Look through the data below. Collect every line where the word "assertPropertiesSet" occurs.
=== Begin Enclosure ===
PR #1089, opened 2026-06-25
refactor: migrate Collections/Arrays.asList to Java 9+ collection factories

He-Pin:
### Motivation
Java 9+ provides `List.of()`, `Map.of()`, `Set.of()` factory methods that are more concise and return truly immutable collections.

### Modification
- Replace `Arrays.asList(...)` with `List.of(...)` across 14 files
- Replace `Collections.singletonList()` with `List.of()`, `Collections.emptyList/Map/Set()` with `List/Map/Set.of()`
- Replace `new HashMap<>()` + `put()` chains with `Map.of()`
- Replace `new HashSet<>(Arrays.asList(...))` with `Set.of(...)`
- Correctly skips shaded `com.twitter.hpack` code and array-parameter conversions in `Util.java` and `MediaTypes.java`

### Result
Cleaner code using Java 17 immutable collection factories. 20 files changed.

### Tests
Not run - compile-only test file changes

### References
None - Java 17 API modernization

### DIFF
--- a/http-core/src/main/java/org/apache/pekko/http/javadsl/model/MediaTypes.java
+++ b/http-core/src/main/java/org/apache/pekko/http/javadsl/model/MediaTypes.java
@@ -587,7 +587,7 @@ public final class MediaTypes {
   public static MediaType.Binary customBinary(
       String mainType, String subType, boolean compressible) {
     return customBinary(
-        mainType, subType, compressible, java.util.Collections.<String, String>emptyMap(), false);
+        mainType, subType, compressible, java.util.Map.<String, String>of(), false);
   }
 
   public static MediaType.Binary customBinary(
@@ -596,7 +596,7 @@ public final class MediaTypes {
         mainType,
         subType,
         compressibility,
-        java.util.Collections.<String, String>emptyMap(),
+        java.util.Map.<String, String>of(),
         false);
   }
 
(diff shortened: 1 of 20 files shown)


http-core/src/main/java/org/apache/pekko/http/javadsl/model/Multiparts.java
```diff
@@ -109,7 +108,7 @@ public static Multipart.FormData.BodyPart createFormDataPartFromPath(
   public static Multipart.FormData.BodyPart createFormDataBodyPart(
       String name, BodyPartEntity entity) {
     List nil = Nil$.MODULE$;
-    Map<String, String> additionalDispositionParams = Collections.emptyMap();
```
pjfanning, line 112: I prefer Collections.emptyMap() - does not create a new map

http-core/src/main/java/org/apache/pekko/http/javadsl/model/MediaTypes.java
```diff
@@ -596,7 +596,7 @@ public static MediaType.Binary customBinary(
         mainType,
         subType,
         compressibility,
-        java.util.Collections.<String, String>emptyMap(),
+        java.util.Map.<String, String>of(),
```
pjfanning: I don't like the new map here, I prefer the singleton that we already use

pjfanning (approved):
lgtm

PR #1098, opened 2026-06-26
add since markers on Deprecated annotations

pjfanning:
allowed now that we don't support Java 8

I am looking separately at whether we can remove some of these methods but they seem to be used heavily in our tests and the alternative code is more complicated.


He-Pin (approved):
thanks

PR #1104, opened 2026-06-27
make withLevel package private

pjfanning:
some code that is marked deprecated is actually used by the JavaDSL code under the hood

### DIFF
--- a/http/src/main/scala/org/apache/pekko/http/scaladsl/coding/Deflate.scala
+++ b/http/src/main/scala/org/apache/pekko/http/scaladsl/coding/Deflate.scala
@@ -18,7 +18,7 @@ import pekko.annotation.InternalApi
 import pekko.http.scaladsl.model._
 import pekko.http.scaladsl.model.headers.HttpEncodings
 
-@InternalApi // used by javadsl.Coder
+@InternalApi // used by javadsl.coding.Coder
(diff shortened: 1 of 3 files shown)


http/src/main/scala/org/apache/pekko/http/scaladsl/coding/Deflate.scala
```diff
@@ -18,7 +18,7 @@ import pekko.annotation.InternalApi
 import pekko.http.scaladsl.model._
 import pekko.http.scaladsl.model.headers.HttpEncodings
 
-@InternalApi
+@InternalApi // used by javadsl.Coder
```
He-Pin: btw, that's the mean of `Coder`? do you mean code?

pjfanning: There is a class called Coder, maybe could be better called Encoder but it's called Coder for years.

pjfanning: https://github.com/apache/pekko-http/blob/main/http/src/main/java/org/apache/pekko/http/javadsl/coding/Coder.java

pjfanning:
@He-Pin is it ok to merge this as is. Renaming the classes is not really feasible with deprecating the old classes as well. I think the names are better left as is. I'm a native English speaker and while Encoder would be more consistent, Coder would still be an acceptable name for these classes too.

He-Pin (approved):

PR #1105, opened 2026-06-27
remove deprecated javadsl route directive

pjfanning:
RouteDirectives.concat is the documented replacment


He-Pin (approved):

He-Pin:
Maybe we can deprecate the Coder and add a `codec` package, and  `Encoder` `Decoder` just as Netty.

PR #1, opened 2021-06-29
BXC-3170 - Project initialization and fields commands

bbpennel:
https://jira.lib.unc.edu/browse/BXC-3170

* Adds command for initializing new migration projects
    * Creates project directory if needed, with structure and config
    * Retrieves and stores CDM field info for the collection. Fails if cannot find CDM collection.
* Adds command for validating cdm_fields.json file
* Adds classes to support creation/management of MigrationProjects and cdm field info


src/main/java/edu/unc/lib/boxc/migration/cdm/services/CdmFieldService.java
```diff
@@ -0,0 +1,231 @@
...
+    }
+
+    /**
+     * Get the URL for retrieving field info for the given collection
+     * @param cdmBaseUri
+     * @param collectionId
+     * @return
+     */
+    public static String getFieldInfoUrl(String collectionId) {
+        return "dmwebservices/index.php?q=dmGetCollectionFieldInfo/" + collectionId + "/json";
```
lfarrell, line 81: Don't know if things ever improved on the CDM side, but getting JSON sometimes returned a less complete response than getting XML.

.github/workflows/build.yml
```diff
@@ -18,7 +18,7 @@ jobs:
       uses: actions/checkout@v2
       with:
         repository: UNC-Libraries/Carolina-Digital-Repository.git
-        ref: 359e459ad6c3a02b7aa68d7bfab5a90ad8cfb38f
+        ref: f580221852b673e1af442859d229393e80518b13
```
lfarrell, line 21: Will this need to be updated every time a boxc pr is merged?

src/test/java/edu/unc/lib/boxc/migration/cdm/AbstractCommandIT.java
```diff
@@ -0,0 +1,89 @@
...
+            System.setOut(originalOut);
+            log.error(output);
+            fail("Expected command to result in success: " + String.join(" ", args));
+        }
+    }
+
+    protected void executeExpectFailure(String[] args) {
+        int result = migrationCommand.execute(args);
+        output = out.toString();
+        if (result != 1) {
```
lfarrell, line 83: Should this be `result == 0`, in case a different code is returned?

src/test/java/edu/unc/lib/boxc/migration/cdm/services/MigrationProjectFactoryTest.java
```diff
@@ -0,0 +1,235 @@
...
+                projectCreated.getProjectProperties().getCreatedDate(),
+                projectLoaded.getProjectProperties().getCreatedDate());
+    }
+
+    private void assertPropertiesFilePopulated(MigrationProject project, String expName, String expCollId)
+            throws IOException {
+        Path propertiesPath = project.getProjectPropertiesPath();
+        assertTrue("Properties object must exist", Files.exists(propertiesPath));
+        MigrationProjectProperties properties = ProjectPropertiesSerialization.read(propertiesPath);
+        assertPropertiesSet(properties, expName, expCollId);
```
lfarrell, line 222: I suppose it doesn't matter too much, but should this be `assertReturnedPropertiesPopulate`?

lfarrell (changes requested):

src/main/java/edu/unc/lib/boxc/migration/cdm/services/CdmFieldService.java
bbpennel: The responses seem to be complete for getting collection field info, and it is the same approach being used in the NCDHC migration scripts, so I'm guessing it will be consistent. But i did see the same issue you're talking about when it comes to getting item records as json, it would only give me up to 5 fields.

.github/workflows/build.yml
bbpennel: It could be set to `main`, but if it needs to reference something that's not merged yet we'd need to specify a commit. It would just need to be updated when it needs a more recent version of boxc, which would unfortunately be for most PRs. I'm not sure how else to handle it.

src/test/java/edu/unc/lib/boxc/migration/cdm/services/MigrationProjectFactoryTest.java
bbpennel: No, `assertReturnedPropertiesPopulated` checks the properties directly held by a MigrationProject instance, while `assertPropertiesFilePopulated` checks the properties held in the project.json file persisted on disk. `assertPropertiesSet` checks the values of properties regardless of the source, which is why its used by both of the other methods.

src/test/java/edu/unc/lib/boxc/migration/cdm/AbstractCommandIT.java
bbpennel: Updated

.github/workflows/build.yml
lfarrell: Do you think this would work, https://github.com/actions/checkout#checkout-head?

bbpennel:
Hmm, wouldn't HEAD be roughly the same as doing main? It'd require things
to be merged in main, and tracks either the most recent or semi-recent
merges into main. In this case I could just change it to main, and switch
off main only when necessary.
=== End Enclosure ===
§ **The answer**
+        assertPropertiesSet(properties, expName, expCollId);
bbpennel: No, `assertReturnedPropertiesPopulated` checks the properties directly held by a MigrationProject instance, while `assertPropertiesFilePopulated` checks the properties held in the project.json file persisted on disk. `assertPropertiesSet` checks the values of properties regardless of the source, which is why its used by both of the other methods.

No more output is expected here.